Freezing a full bottle of water tends to shatter the glass bottle. What if you used something tougher than glass, like diamond? What would happen if you kept dropping the temperature, but restrained the liquid volume so it couldn't freeze and what sort of force would the liquid exert on the container's walls?
Answer
Good question. Let's assume the container is infinitely strong, non-deformable, and constant in volume. Let's also assume that cooling the water is an equilibrium process -- that way, we won't have any supercooling.
At equilibrium, the first tiny bit of ice that freezes will take up more volume than the water it froze from. This will raise the pressure on the rest of the water. Eventually the pressure may get so high that additional freezing of more water is not thermodynamically favored.
Of course, as the pressure is raised, even the solid ice compresses a bit, freeing up a bit more volume for the liquid water. According to this paper from 2004, ice is less compressible than water, so as a starting assumption, it may be approximately true to neglect the ice compression effect.
Figure 4 from that same paper gives the freezing point depression of water as a function of pressure:
To fully answer your question, in addition to that data, an equation that gives pressure as a function of ice volume would also be needed. If we make the assumption I was talking about above -- i.e. that ice is incompressible, then from the data point that water has a constant compressibility of 46.4 ppm per atm we can come up with a very simple version of that equation.
$\frac{\Delta V_{water}}{V_{water}}=46.4 \times 10^{-6} \times P$, where P is the pressure in atmospheres.

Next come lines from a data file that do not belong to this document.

Issue #110, opened 2016-01-02
LongType.setReal(longNumber) sets the variable to Integer.MAX_VALUE


LeonYang5114:
When setting the real part of a LongType to a large number using setReal(), the value of that variable will be set to Integer.MAX_VALUE instead.
Code to generate the situation:
```
LongType num = new LongType();
num.setReal(9876543210L);    // number larger than 2147483647
System.out.println(num.get());    // outputs "2.147483647E9"
```
The issue is rooted in the fact that `setReal()` accepts either `float` or `double` as input, but when using a `long`, Java automatically selects the [`float` version](https://github.com/imglib/imglib2/blob/master/src/main/java/net/imglib2/type/numeric/integer/LongType.java#L177). After the `long` is rounded as a `float`, it is then [casted to an `int`](https://github.com/imglib/imglib2/blob/master/src/main/java/net/imglib2/util/Util.java#L487), which causes the problem.
We could just cast the `long` to a `double` manually to avoid this problem, but I think that's quite tricky. Removing the `setReal(float)`method could be a solution.

tpietzsch:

Before freezing of a fraction $X$ of the water:
$$V_{ice} = X V_{tot}$$ $$V_{water} = (1-X) V_{tot}$$
After freezing:
$$ V_{ice} = X V_{tot} 1.11 $$ $$ V_{water} = (1-X) V_{tot} - \Delta V_{ice} $$
Combining those equations, you can get
$$0.11 \frac{X}{k(1-X)}= P$$, where $k$ is the compressibility of water. If even 1% of the water in the container freezes (and all our assumptions are true), then the pressure will be 24 atmospheres! Freezing 10% of the water would mean a pressure of 260 atmospheres. Looking at the chart above, reaching this point would require a temperature of only 271 or 272 K, i.e. only -1 °C or -2°C. Freezing 45% of the water would reach a pressure of 2000 atm, already off the chart above -- but the temperature required to reach that point would only be 253K or -20 °C, the setting of the average home residential freezer! ((Of course, at these extreme pressures, (i) ice is actually compressible, and (ii) the compressibility of liquid water is not constant but also a function of pressure, so the calculations would get quite a bit more complicated.))
The lesson is that for even moderate degrees of cooling, you'd need a very, very strong container.